Dübener Heide Stiftung gegründet: Köhlerei am Eisenhammer will altes Handwerk erhalten

Zur Köhlerei Eisenhammer in der Dübener Heide ist jetzt eine Stiftung dazugekommen. Diese will einen wichtigen Beitrag leisten, die einmalige Industrieanlage der Köhlerei und das alte Köhlerhandwerk zu erhalten und das Wissen um die aussterbende Zunft an die junge Generation weiterzugeben.
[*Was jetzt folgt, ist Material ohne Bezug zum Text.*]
PR #1082, opened 2023-05-25
Handle multi-select

picklelo:
```python
import pynecone as pc


class State(pc.State):
    """The app state."""

    selected: list[str] = []


def index():
    """The main view."""
    return pc.center(
        pc.select(["option1", "option2", "option3"], is_multi=True, on_change=State.set_selected),
        pc.vstack(
            pc.heading("Selected" + State.selected.to_string()),
        ),
        padding_y="5em",
        font_size="2em",
        text_align="center",
    )


app = pc.App(state=State)
app.add_page(index)
app.compile()
```

### DIFF
--- a/pynecone/components/component.py
+++ b/pynecone/components/component.py
@@ -104,6 +104,11 @@ class Component(Base, ABC):
         initial_kwargs = {
             "id": kwargs.get("id"),
             "children": kwargs.get("children", []),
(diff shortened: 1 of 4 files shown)


Lendemor (approved):
Tested with pcweb, looks good to me.

PR #1104, opened 2023-05-30
add support for .env configuration

### LINKED ISSUE #1064: Add support for loading configuration from the environment
`pc` should look for its configuration in env vars and use those before using the `pcconfig.py` file or the defaults from `pynecone/constants.py`. Adding in support for using env vars for feeding configuration into pynecone will make using containers easier. 

I would prefix the configuration vars in  `pynecone/constants.py` that make sense for running in production with `PYNECONE_`  and if that is set in the environment, use that over what is set in the `pcconfig.py` file. 

For example I want to be able to set my `API_URL` as an environment variable when running Pynecone inside a container. If the above is implemented, we can then set `PYNECONE_API_URL=api.mycoolsite.biz` at container runtime and we can then use Traefik, Caddy, or Nginx to proxy requests to the container.

ElijahAhianyo:
In this PR you can add a .env file to your config class. 

```python


class ExpConfig(pc.Config):
    env_path = "envs/.env"

config = ExpConfig(
    app_name="exp",
    db_url="sqlite:///pynecone.db",
    env=pc.Env.DEV,
)
```
or as key work argument:

```python

class ExpConfig(pc.Config):
    pass

config = ExpConfig(
    app_name="exp",
    db_url="sqlite:///pynecone.db",
    env=pc.Env.DEV,
    env_path = "envs/.env"
)
```
By default, pynecone looks for a .env file($PROJECT_ROOT/.env) in your root directory. So if you dont specify the path but provide a .env file, it will be loaded into the os env. 
Also by default, the .env file overides os env variables. In order of precedence .env >> commandline args >> os env >> config file. However, to change this behavior/order, set `override_os_envs` to `False`.  Setting `override_os_envs=False` changes the precedence order to command line args >> os env >> .env file >> config file.

This PR also contains a breaking change: `--port` cmd line arg is renamed to `--frontend-port`

### All Submissions:

### Type of change

### Changes To Core Features:

fixes #1064


pynecone/config.py
```diff
@@ -198,6 +207,33 @@ def __init__(self, *args, **kwargs):
 
         super().__init__(*args, **kwargs)
 
+        # set overriden class attribute values as os env variables to avoid losing them
+        for key, value in dict(self).items():
+            key = key.upper() if key != "port" else "FRONTEND_PORT"
```
picklelo, line 212: Maybe we can rename the `--port` flag to `--frontend-port` to minimize confusion / having special cases. Would be a breaking change though

pynecone/constants.py
```diff
@@ -4,9 +4,32 @@
 import re
 from enum import Enum
 from types import SimpleNamespace
+from typing import Type
 
 import pkg_resources
 
+
+def get_value(key, default=None, type_: Type = str) -> Type:
```
picklelo, line 12: Can we add type annotations for `key` and `default`

pynecone/constants.py
```diff
@@ -4,9 +4,32 @@
...
+    """Get the value for the constant.
+    Obtain os env value and cast non-string types into
+    their original types.
+
+    Args:
+        key: constant name.
+        default: default value if key doesn't exist.
+        type_: the type of the constant
```
picklelo, line 20: nit: add newline between args/return

pynecone/constants.py
```diff
@@ -306,5 +333,6 @@ class RouteRegex(SimpleNamespace):
 TOGGLE_COLOR_MODE = "toggleColorMode"
 
 # Server socket configuration variables
-CORS_ALLOWED_ORIGINS = "*"
+# CORS_ALLOWED_ORIGINS = "*"
```
picklelo, line 336: remove this?

pynecone/utils/build.py
```diff
@@ -58,6 +58,14 @@ def set_environment_variables():
     )
 
 
+def set_os_env(**kwargs):
```
picklelo, line 61: Add docstrings for `kwargs`

picklelo (commented):
Awesome work, just some minor comments and I think some updates to the unit tests to get the build passing

pynecone/config.py
```diff
@@ -129,9 +132,9 @@ class Config(Base):
     username: Optional[str] = None
 
     # The frontend port.
-    port: str = constants.FRONTEND_PORT
+    frontend_port: str = constants.FRONTEND_PORT
```
picklelo, line 135: Now I'm thinking maybe we can keep both `port` and `frontend_port` - and throw a deprecation warning on the old one. Just so we don't break anyone's app with the next release.

pynecone/utils/exec.py
```diff
@@ -96,7 +96,7 @@ def run_frontend(
 
     # Run the frontend in development mode.
     console.rule("[bold green]App Running")
-    os.environ["PORT"] = get_config().port if port is None else port
+    os.environ["PORT"] = get_config().frontend_port if port is None else port
```
picklelo, line 99: We should also make sure this matches the config

picklelo (approved):
Looks good! We can merge this in and do a follow up for the comments

milochen0418:
Thanks a lot for this nice feature!

PR #1636, opened 2023-08-20
Implement `on_mount` and `on_unmount` for all components.

masenf:
# All components expose `on_mount` and `on_unmount` triggers

These are tied directly into the react lifecycle hook `useEffect`. The `on_mount` is called as the main part of the effect, with `on_unmount` chain being called as the cleanup function. The ordering of when these are called for different components is non-deterministic. In dev mode, these triggers will fire twice, because react calls all `useEffect` hooks twice in StrictMode.

REF-231

# Expose `format_var` and `format_event_chain`

Previously, these were internal to `Tag.format_props`, but exposing them here allows them to be reused in other contexts.

Partial fix for REF-209, but leaving open until the `Tag` code can be refactored to use the new methods.

# Split `_get_hooks` into `_get_hooks_internal`

Make it easier to downstream components to override `_get_hooks` without having to worry about screwing up Reflex's ref and on_mount handling behavior.


reflex/components/component.py
```diff
@@ -279,7 +279,11 @@ def get_triggers(self) -> Set[str]:
         Returns:
             The event triggers.
         """
-        return EVENT_TRIGGERS | set(self.get_controlled_triggers())
+        return (
+            EVENT_TRIGGERS
+            | set(self.get_controlled_triggers())
+            | set((constants.ON_MOUNT, constants.ON_UNMOUNT))
```
picklelo, line 285: Shouldn't we just add these to the default `EVENT_TRIGGERS` ?

reflex/utils/format.py
```diff
@@ -182,6 +183,24 @@ def format_string(string: str) -> str:
     return string
 
 
+def format_var(var: Var) -> str:
```
picklelo, line 186: Shouldn't this be the same as the Var.__str__ method? Should we move this code there? This was the intention of that method.

reflex/utils/format.py
```diff
@@ -311,6 +330,46 @@ def format_event(event_spec: EventSpec) -> str:
...
+    if isinstance(event_chain, Var):
+        from reflex.event import EventChain
+
+        if event_chain.type_ is not EventChain:
+            raise ValueError(f"Invalid event chain: {event_chain}")
+        return "".join(
+            [
+                "(() => {",
+                format_var(event_chain),
+                f"; preventDefault({format_var(event_arg)})" if event_arg else "",
```
picklelo, line 358: The `Event` function in `state.js` should also handle the `preventDefault` logic I thought?

picklelo (commented):
Works great for me, some minor comments.

I think we should replace the `on_load` handler with this once it's merged, and deprecate that way. One less thing to handle in the hydration. (Or are there any limitations to that?)

reflex/utils/format.py
masenf: if we're formatting an arbitrary var as an event chain, there's no guarantee that `Event` gets called at all; it could be anything.

picklelo:
We also need to update `reflex-web` to add docs for these new event triggers to pass the integration tests.

reflex/components/component.py
masenf: i went back and forth on this, and ultimately did it this way because these aren't "real" event triggers that come from browser events, but are synthetic events that reflex handles.

reflex/utils/format.py
masenf: hmm, it's a little different. i cribbed this from `Tag.format_prop`, so i assumed it must be doing something special. i'll see if i can combine them without breaking tests, so we can just use `str(var)` instead.

masenf:
> We also need to update reflex-web to add docs for these new event triggers to pass the integration tests.

I meant to get to it today, but it got away from me. Definitely will have to land that before this can come in.

PR #1645, opened 2023-08-21
remove prop `debounce_timeout` from input and textarea

### LINKED ISSUE #1641: Remove `debounce_timeout` prop from `Input` and `TextArea` components
See https://github.com/reflex-dev/reflex/pull/1627#discussion_r1299594001 for detailed explanation and suggested fix.

----------------

`debounce_timeout` isn't a real prop on `Input` or `TextArea` and should **never** be rendered into the JSX for these chakra components.

Instead, this value should be handled specially in the `Input.create` constructor when determining whether to use a real `Input` or `DebounceInput` wrapped `Input`

danik292:
### All Submissions:

### Type of change

fixes #1641

### DIFF
--- a/reflex/components/forms/input.py
+++ b/reflex/components/forms/input.py
@@ -81,8 +81,10 @@ class Input(ChakraComponent):
         Returns:
             The component.
         """
-        if (isinstance(props.get("value"), Var) and props.get("on_change")) or props.get("debounce_timeout") is not None:
-            # Currently default to 50ms, which appears to be a good balance 
+        if (
+            isinstance(props.get("value"), Var) and props.get("on_change")
+        ) or "debounce_timeout" in props:
+            # Currently default to 50ms, which appears to be a good balance
             debounce_timeout = props.pop("debounce_timeout", 50)
             # create a debounced input if the user requests full control to avoid typing jank
             return DebounceInput.create(
--- a/reflex/components/forms/input.py
+++ b/reflex/components/forms/input.py
@@ -81,7 +81,9 @@ class Input(ChakraComponent):
         Returns:
             The component.
         """
-        if isinstance(props.get("value"), Var) and props.get("on_change"):
+        if (isinstance(props.get("value"), Var) and props.get("on_change")) or props.get("debounce_timeout") is not None:
+            # Currently default to 50ms, which appears to be a good balance 
+            debounce_timeout = props.pop("debounce_timeout", 50)
             # create a debounced input if the user requests full control to avoid typing jank
             return DebounceInput.create(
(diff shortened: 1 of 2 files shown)


reflex/components/forms/input.py
```diff
@@ -87,9 +84,7 @@ def create(cls, *children, **props) -> Component:
         if isinstance(props.get("value"), Var) and props.get("on_change"):
```
masenf, line 84:
```suggestion
        if (isinstance(props.get("value"), Var) and props.get("on_change")) or props.get("debounce_timeout") is not None:
            # Currently default to 50ms, which appears to be a good balance 
            debounce_timeout = props.pop("debounce_timeout", 50)
```

reflex/components/forms/input.py
```diff
@@ -87,9 +84,7 @@ def create(cls, *children, **props) -> Component:
...
             # create a debounced input if the user requests full control to avoid typing jank
             return DebounceInput.create(
-                super().create(*children, **props),
-                # Currently default to 50ms, which appears to be a good balance
-                debounce_timeout=props.get("debounce_timeout", 50),
+               super().create(*children, **props), debounce_timeout=0
```
masenf, line 87:
```suggestion
               super().create(*children, **props), debounce_timeout=debounce_timeout
```

masenf (changes requested):
we still want to respect `debounce_timeout` if the caller provides it; it just shouldn't be part of the actual props for the component, since it is only recognized by the `DebounceInput`

danik292:
reqested chenges done So you meybe can marge. 👍

masenf (changes requested):
> reqested chenges done

can you apply similar change to the `TextArea` as well 🙏 

Definitely appreciate the quick response, this was one of two things blocking our release today!

danik292:
@masenf  how to add commit here without new PR

I am using VS code and github desktop.

masenf:
@danik292 yeah you can just `git pull` your branch to bring in the changes made on the web interface, then make your commit locally and `git push` to your `main` branch

masenf:
@danik292 hmm, still not seeing changes here. are you having trouble?

danik292:
@masenf i was taking bath.

PS. Are your reqeested changes same for second file same??

masenf:
> Are your reqeested changes same for second file

yeah, since they both use the same structure, they need symmetrical interfaces.

masenf (approved):
@danik292 i just had to push the change here, this issue is blocking the release of 0.2.5 so we need to just get it in.

picklelo (approved):

Issue #1588, opened 2023-08-14
Better Message Menu_Item


Alek99:
(Note when we switch component libraries, this may no longer be an issue putting here so we don't forget to check)
https://discord.com/channels/1029853095527727165/1140692663536996442/1140699922732175450

Problem: Menu_Item error when it has children.
```python
import reflex as rx


class State(rx.State):
    pass

def index():
    return rx.menu(
        rx.menu_button("this is a menu"),
        rx.menu_list(
            rx.menu_item("this is a regular item"),
            rx.menu_item(rx.button("this is a button in a menu item"))
        )
    )

app = rx.App()
app.add_page(index)
app.compile()
```

![](https://cdn.discordapp.com/attachments/1061874061250150441/1140530514403541022/image.png)

Catch this at compile time and throw a better error message if this persists

PR #1647, opened 2023-08-21
Validate component children

### LINKED ISSUE #1648: Valid children of component
We currently have the `invalid_children` prop to validate invalid components, we also need a valid-only prop field (`valid_children`)

ElijahAhianyo:
This PR allows a component to explicitly state only allowed child components

usage:
```python
         class TestComponent5(Component):
              tag = "RandomComponent"
      
              invalid_children: List[str] = ["Table"]
      
              valid_children: List[str] = ["Text", "Box"]

```

closes #1648 #1588

### DIFF
--- a/reflex/components/component.py
+++ b/reflex/components/component.py
@@ -107,9 +107,10 @@ class Component(Base, ABC):
             TypeError: If an invalid prop is passed.
         """
         # Set the id and children initially.
+        children = kwargs.get("children", [])
         initial_kwargs = {
             "id": kwargs.get("id"),
-            "children": kwargs.get("children", []),
+            "children": children,
             **{
                 prop: Var.create(kwargs[prop])
                 for prop in self.get_initial_props()
@@ -117,6 +118,8 @@ class Component(Base, ABC):
             },
         }
         super().__init__(**initial_kwargs)
+
+        self._validate_component_children(children)
 
         # Get the component fields, triggers, and props.
         fields = self.get_fields()
@@ -385,6 +388,7 @@ class Component(Base, ABC):
             else Bare.create(contents=Var.create(child, is_string=True))
             for child in children
         ]
+
         return cls(children=children, **props)
 
     def _add_style(self, style):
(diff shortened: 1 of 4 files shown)


danik292 (approved):

Lendemor (approved):
Looks good to me.

masenf (approved):
can you also add

* `Text` and `Center` as invalid children of `Text`
* `Tr` as the only valid child of `Thead`, `Tbody`, and `Tfoot`
* `Thead`, `Tbody`, and `Tfoot` as the only valid children of `Table`

This should help us reduce incidence of hydrations errors from silly mistakes

reflex/components/component.py
```diff
@@ -435,30 +443,44 @@ def render(self) -> Dict:
             ),
             autofocus=self.autofocus,
         )
-        self._validate_component_children(
```
picklelo, line 438: should we keep the check here? Only reason is because if they somehow added children dynamically after creating their component, then we wouldn't catch it. Though I don't think I've seen people really do that...

reflex/components/component.py
```diff
@@ -435,30 +443,44 @@ def render(self) -> Dict:
...
-        if not self.invalid_children:
+        if not self.invalid_children and not self.valid_children:
             return
-        for child in children:
-            name = child["name"]
-            if name in self.invalid_children:
+
+        comp_name = type(self).__name__
+
+        def validate_invalid_child(child_name):
```
picklelo, line 460: nit: we could inline these functions ore define them outside of the function. I've noticed before in Python that defining functions within tight loops is often a performance issue, and these checks will be called many times per compile.

picklelo (approved):
Looks good! Some comments but I don't think they're critical, we can come back to them in a follow up

reflex/components/component.py
```diff
@@ -66,6 +66,10 @@ class Component(Base, ABC):
 
     # components that cannot be children
     invalid_children: List[str] = []
+
+    # components that are only allowed as children
+    valid_children: List[str] = []
```
picklelo, line 71: I'm also thinking in a follow up if these should maybe be `List[Type[Component]]` rather than `str`

PR #1649, opened 2023-08-21
Allow decorators on event handlers

picklelo:
TODO: add test code here


picklelo:
This PR is not needed - decorators are working currently already.

PR #1650, opened 2023-08-21
Use DebounceInput wrapper for fully controlled Editable

martinxu9:
## Summary
- When it is fully controlled or user specifies `debounce_time`, wrap Editable inside DebounceInput. Similar to Input and TextArea.
- Add UT for Editable.
## Tests
- [x] New UT for Editable pass.
- [x] CI green.

### DIFF
--- a/reflex/components/forms/editable.py
+++ b/reflex/components/forms/editable.py
@@ -56,10 +56,11 @@ class Editable(ChakraComponent):
             isinstance(props.get("value"), Var) and props.get("on_change")
         ) or "debounce_timeout" in props:
             # Create a debounced input if the user requests full control to avoid typing jank
+            # Currently default to 50ms, which appears to be a good balance
+            debounce_timeout = props.pop("debounce_timeout", 50)
             return DebounceInput.create(
                 super().create(*children, **props),
-                # Currently default to 50ms, which appears to be a good balance
-                debounce_timeout=props.pop("debounce_timeout", 50),
+                debounce_timeout=debounce_timeout,
             )
         return super().create(*children, **props)
 
--- a/reflex/components/forms/editable.py
+++ b/reflex/components/forms/editable.py
@@ -2,6 +2,8 @@
 
 from typing import Dict
 
+from reflex.components.component import Component
+from reflex.components.forms.debounce import DebounceInput
 from reflex.components.libs.chakra import ChakraComponent
 from reflex.event import EVENT_ARG
 from reflex.vars import Var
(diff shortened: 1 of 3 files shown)


reflex/components/forms/editable.py
```diff
@@ -36,6 +38,31 @@ class Editable(ChakraComponent):
...
+            The component.
+        """
+        if (
+            isinstance(props.get("value"), Var) and props.get("on_change")
+        ) or "debounce_timeout" in props:
+            # Create a debounced input if the user requests full control to avoid typing jank
+            return DebounceInput.create(
+                super().create(*children, **props),
+                # Currently default to 50ms, which appears to be a good balance
+                debounce_timeout=props.pop("debounce_timeout", 50),
```
masenf, line 62: have to `pop` the prop before passing off to `super().create` on line 60

reflex/components/forms/editable.py
```diff
@@ -36,6 +38,31 @@ class Editable(ChakraComponent):
     # The initial value of the Editable in both edit and preview mode.
     default_value: Var[str]
 
+    # Time in milliseconds to wait between end of input and triggering on_change
+    debounce_timeout: Var[int]
```
masenf, line 42:
```suggestion
```

should avoid defining this as an actual prop on `Editable`, since the `Editable` component doesn't recognize it.

masenf (changes requested):

reflex/components/forms/editable.py
martinxu9: Thanks for making this suggestion again. I just looked at how DebounceInput is a wrapper of an equivalent react component, I get what you're saying about real props. Now this is what I think. As a non-react developer, I'm thinking about the behavior I want with my component rather than if a certain arg maps to a legit prop in the react component's or not. Personally I wouldn't go out of my way to find that out if I'm using reflex. I don't feel it needs to be a prop here. What I want to do is since we are not 100% confident on the default 50ms, there should be the option to give users. Of course if we just add a non-prop argument in the `create` method, it can create debounced wrappers, but do we expose docs on that, or we pretty much just tell users about the props.

reflex/components/forms/editable.py
martinxu9: oh oops, this happens after the super.create, I'll fix it.

martinxu9: fixed in https://github.com/reflex-dev/reflex/pull/1650/commits/80ce5fb85e003d5872043d5fb943bd77b77c6833

reflex/components/forms/editable.py
masenf: > Of course if we just add a non-prop argument in the create method, it can create debounced wrappers, but do we expose docs on that, or we pretty much just tell users about the props.

There are many components in reflex that special case kwargs to the `create` function that are not actual props, so there's precedent for this type of structure.

See some examples in
* reflex/components/datadisplay/code.py
* reflex/components/datadisplay/table.py
* reflex/components/disclosure/tabs.py
* reflex/components/forms/slider.py

I think how we document it is important. Currently those other components with special handling i think just provide examples of use, without fully documenting the special cases, which is problematic.

At least on the `Input`, `TextArea` and `Editable` docs, we can mention the `debounce_timeout` parameter and link to the `DebounceInput` docs for a full explanation.

martinxu9: That sounds good!

martinxu9: removed here https://github.com/reflex-dev/reflex/pull/1650/commits/18ff4992ef065c32a657b50bb01c141c88010ad4, l'm also working on updating the docs/tutorial, will add it there.

masenf (approved):

PR #1652, opened 2023-08-21
ReflexList: reassign field on `insert`

masenf:
Seems this operation was just missing, cannot think of a good reason why it was not included.


picklelo (approved):
good catch

PR #1653, opened 2023-08-22
Run backend from the main thread in dev mode

masenf:
This allows debuggers to hook into the uvicorn subprocess and enable breakpoints in the state and event handlers.

### DIFF
--- a/reflex/utils/processes.py
+++ b/reflex/utils/processes.py
@@ -146,7 +146,7 @@ def new_process(args, run: bool = False, show_logs: bool = False, **kwargs):
 
 
 @contextlib.contextmanager
-def run_concurrently(
+def run_concurrently_context(
     *fns: Union[Callable, Tuple]
 ) -> Generator[list[futures.Future], None, None]:
     """Run functions concurrently in a thread pool.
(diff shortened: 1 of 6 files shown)


reflex/utils/processes.py
```diff
@@ -145,21 +145,34 @@ def new_process(args, run: bool = False, show_logs: bool = False, **kwargs):
...
     Args:
         *fns: The functions to run.
+
+    Yields:
+        The futures for the functions.
     """
     # Convert the functions to tuples.
     fns = [fn if isinstance(fn, tuple) else (fn,) for fn in fns]  # type: ignore
 
+    # If no functions are provided, yield an empty list and return.
```
picklelo, line 163: nit: this can be the first line in the function

reflex/utils/processes.py
```diff
@@ -145,21 +145,34 @@ def new_process(args, run: bool = False, show_logs: bool = False, **kwargs):
     return fn(args, **kwargs)
 
 
-def run_concurrently(*fns: Union[Callable, Tuple]):
+@contextlib.contextmanager
+def run_concurrently(
+    *fns: Union[Callable, Tuple]
```
picklelo, line 150: Should we add a param indicating if they want to return a generator? I think in the other cases, it will make them do an `with` and `pass`. Maybe the generator option should be the opt-in with the param?

picklelo (commented):
This seems to break the message printed on ctrl+c about the Reflex app stopping

reflex/utils/processes.py
masenf: i don't think it's possible to have a function that returns normally OR is a generator; you kind of have to pick one or the other.

what i can do though is rename this function as `run_concurrently_context`, and then make a new function with the same name `run_concurrently` that just does the `with ...: pass` internally.

what do you think of that?

personally I don't have a problem if this function is always a generator, but keeping the original name as a normal function would result in less collateral changes to unrelated parts of the code.

masenf (commented):
I changed the `signal.signal` handler to `atexit.register` and it seems to work more reliably for printing the message.

reflex/utils/processes.py
picklelo: I think this works great

picklelo (approved):
Looks good to me!

PR #1660, opened 2023-08-22
add type conversion for int,float in built-in setters

### LINKED ISSUE #336: number_input component's on_change event handler sets the state variable as string
**Describe the bug**
Looks like the on_change event handler of number_input component sets the state variable as string instead of int. 

```
min_yield <class 'int'> 50
wait  - compiling /...
event - compiled client and server successfully in 270 ms (853 modules)
min_yield <class 'int'> 50
min_yield <class 'int'> 50
<<<< The value is updated in the UI
min_yield <class 'str'> 51
  File "[REDACTED]app.py", line 36, in df
    (df['y'] > self.min_yield / 10)
TypeError: unsupported operand type(s) for /: 'str' and 'int'
```

**To Reproduce**
 - Code/Link to Repo:

**Expected behavior**
The event handler should set the state variable as int.

**Screenshots**

 - Python Version: 3.9.13
 - Pynecone Version: 0.1.13
 - OS: MacOS
 - Browser (Optional): Firefox
 
**Additional context**

Lendemor:
### All Submissions:

### Type of change

### Changes To Core Features:

### Description

Convert value to the expected type for built-in setter generated by Reflex.

If you have:
```
class State(rx.State):
    foo: int = 0

def index():
    return rx.number_input(value=State.foo, on_change=State.set_foo)
```

The value given to the setter `set_foo` is usually `str`, so the setter will attempt to cast to `int`

Closes #336

### DIFF
--- a/reflex/vars.py
+++ b/reflex/vars.py
@@ -839,6 +839,8 @@ class BaseVar(Var, Base):
                     console.warn(
                         f"{self.name}: Failed conversion of {value} to '{self.type_.__name__}'. Value not set.",
                     )
+            else:
+                setattr(state, self.name, value)
 
         setter.__qualname__ = self.get_setter_name()
 


reflex/vars.py
```diff
@@ -831,7 +831,16 @@ def setter(state: State, value: Any):
                 state: The state within which we add the setter function.
                 value: The value to set.
             """
-            setattr(state, self.name, value)
+            if self.type_ in [int, float]:
```
masenf, line 834:
```suggestion
            if self.type_ in [int, float, bool]:
```

`bool` too maybe?

masenf (approved):

PR #1662, opened 2023-08-22
model: only pass "check_same_thread" arg for sqlite database

### LINKED ISSUE #1661: sqlalchemy.exc.ProgrammingError: (psycopg2.ProgrammingError) invalid dsn: invalid connection option "check_same_thread"
**Describe the bug**
Using a non-sqlite database fails.

**To Reproduce**
Use any non-sqlite database with reflex

 - Python Version: 3.11.4
 - Reflex Version: 0.2.5
 - OS: -
 - Browser (Optional): -
 
**Additional context**
From discord: https://discord.com/channels/1029853095527727165/1061874061250150441/1143574299425386671

masenf:
Fix #1661

### DIFF
--- a/reflex/model.py
+++ b/reflex/model.py
@@ -43,12 +43,9 @@ def get_engine(url: Optional[str] = None):
         )
     # Print the SQL queries if the log level is INFO or lower.
     echo_db_query = os.environ.get("SQLALCHEMY_ECHO") == "True"
-    return sqlmodel.create_engine(
-        url,
-        echo=echo_db_query,
-        # Needed for the admin dash.
-        connect_args={"check_same_thread": False},
-    )
+    # Needed for the admin dash on sqlite.
+    connect_args = {"check_same_thread": False} if url.startswith("sqlite") else {}
+    return sqlmodel.create_engine(url, echo=echo_db_query, connect_args=connect_args)
 
 
 class Model(Base, sqlmodel.SQLModel):


picklelo (approved):

reflex/model.py
```diff
@@ -43,12 +43,9 @@ def get_engine(url: Optional[str] = None):
...
     # Print the SQL queries if the log level is INFO or lower.
     echo_db_query = os.environ.get("SQLALCHEMY_ECHO") == "True"
-    return sqlmodel.create_engine(
-        url,
-        echo=echo_db_query,
-        # Needed for the admin dash.
-        connect_args={"check_same_thread": False},
-    )
+    # Needed for the admin dash on sqlite.
+    connect_args = {"check_same_thread": False} if url.startswith("sqlite") else {}
```
picklelo, line 47: Just saw the original line was:
```python
connect_args={"check_same_thread": False} if conf.admin_dash else {}
```
But we don't have the admin_dash in config anymore. Should we still check that arg? I'm not sure what this param does actually.

picklelo (commented):
Just saw the original

reflex/model.py
masenf: in sqlite, you get an exception if different threads use the same connection; and admin_dash runs on a different thread, so this param ignores that check.

PR #1664, opened 2023-08-22
Remove need for User to call `rx.App.compile()`

martinxu9:
## Summary
- Rename `App.compile` to `App._compile` to indicate private methods
- Call the new `App._compile` after importing the app in the run_frontend. Do this for both reflex CLI and AppHarness.
- Remove the use of `App.compile` from code examples and tests.
- Add back `App.compile` which only prints deprecation warning, the method is no-op.
## Tests
- [ ] CI green

### DIFF
--- a/reflex/testing.py
+++ b/reflex/testing.py
@@ -158,8 +158,8 @@ class AppHarness:
             # ensure config is reloaded when testing different app
             reflex.config.get_config(reload=True)
             self.app_module = reflex.utils.prerequisites.get_app()
+            self.app_module.app._compile()
         self.app_instance = self.app_module.app
-        self.app_instance._compile()
 
     def _start_backend(self):
         if self.app_instance is None:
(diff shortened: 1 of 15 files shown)


reflex/testing.py
```diff
@@ -159,6 +159,7 @@ def _initialize_app(self):
             reflex.config.get_config(reload=True)
             self.app_module = reflex.utils.prerequisites.get_app()
         self.app_instance = self.app_module.app
+        self.app_instance._compile()
```
martinxu9, line 162: @masenf this doesn't seem to be correct or enough, any idea what I should do instead?

masenf: nest these calls under that `chdir` context manager above; all of the compiler code uses relative file paths, so if you're not in the app directory, then the files get compiled to the working dir

martinxu9: ah that makes sense. Thanks!

martinxu9:
Based on internal discussion, since we rely on uvicorn's reload capability to reload upon code change (the compile is re-run when imported) and uvicorn does not have a reload hook to append custom logic, we will keep the `App.compile` in the user code for now.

Handschlag: Tornaus Ortsbürgermeister Udo Reiss und Köhlerein Norma Austinat haben die feierliche Erklärung der Stiftung Köhlerei Eisenhammer unterzeichnet.

Quelle: Steffen Brost

Bad Düben/Tornau. Seit einigen Tagen gib es die gemeinnützige Stiftung Köhlerei Eisenhammer. Das teilte Besitzerin Norma Austinat mit. Die Stiftung mit Sitz der Köhlerei Eisenhammer an der B 2 zwischen Bad Düben und Lutherstadt Wittenberg möchte die Gestaltung eines Anlaufpunktes, einer Begegnungsstätte für interessierte Menschen unterstützen und auch einen Ort des Innehaltens schaffen. Die Stiftung will in der Zukunft einen wichtigen Beitrag leisten, die einmalige Industrieanlage der Köhlerei und das alte Köhlerhandwerk zu erhalten und das Wissen um die aussterbende Zunft an die junge Generation weiterzugeben.

„Angesichts der Tatsache, dass in ganz Deutschland nur eine Handvoll Köhlereien überlebt haben und um dieses Erbe zu bewahren, sehe ich es als Pflicht an, dafür einzutreten, dass ein derartiger Schatz an Wissen und immateriellem Wert unserer Gesellschaft auch für zukünftige Generationen erhalten bleibt und vor allem gelebt wird. Angesichts der Entwicklung rund um das Köhlerhandwerk wurde dieses 2014 in das immaterielle europäische Kulturerbe aufgenommen. Dieser Fakt zeigt eindrucksvoll, wie wichtig der Erhalt dieser Zunft ist“, sagte Norma Austinat.

Gemeinsam mit ihrem Mann Jörn will die Köhlerin in Zukunft Menschen einladen, eine Reise in die Vergangenheit anzutreten, um alte Werte und das alte Handwerk zu erfahren. „Wir möchten Handwerk und Menschsein miteinander verbinden und eine Plattform der Vielfalt schaffen“, so Norma Austinat weiter.

Bereits am kommenden Sonnabend öffnet die Köhlerei Eisenhammer wieder ihre Tore zum ersten Köhler-Weihnachtsmarkt. Um 11 Uhr geht es mit zahlreichen Ständen los. Um 13 Uhr spielt auf der Waldbühne die Blaskapelle Authausen, um 15 Uhr wird mittelalterliche Spielmannskunst gezeigt.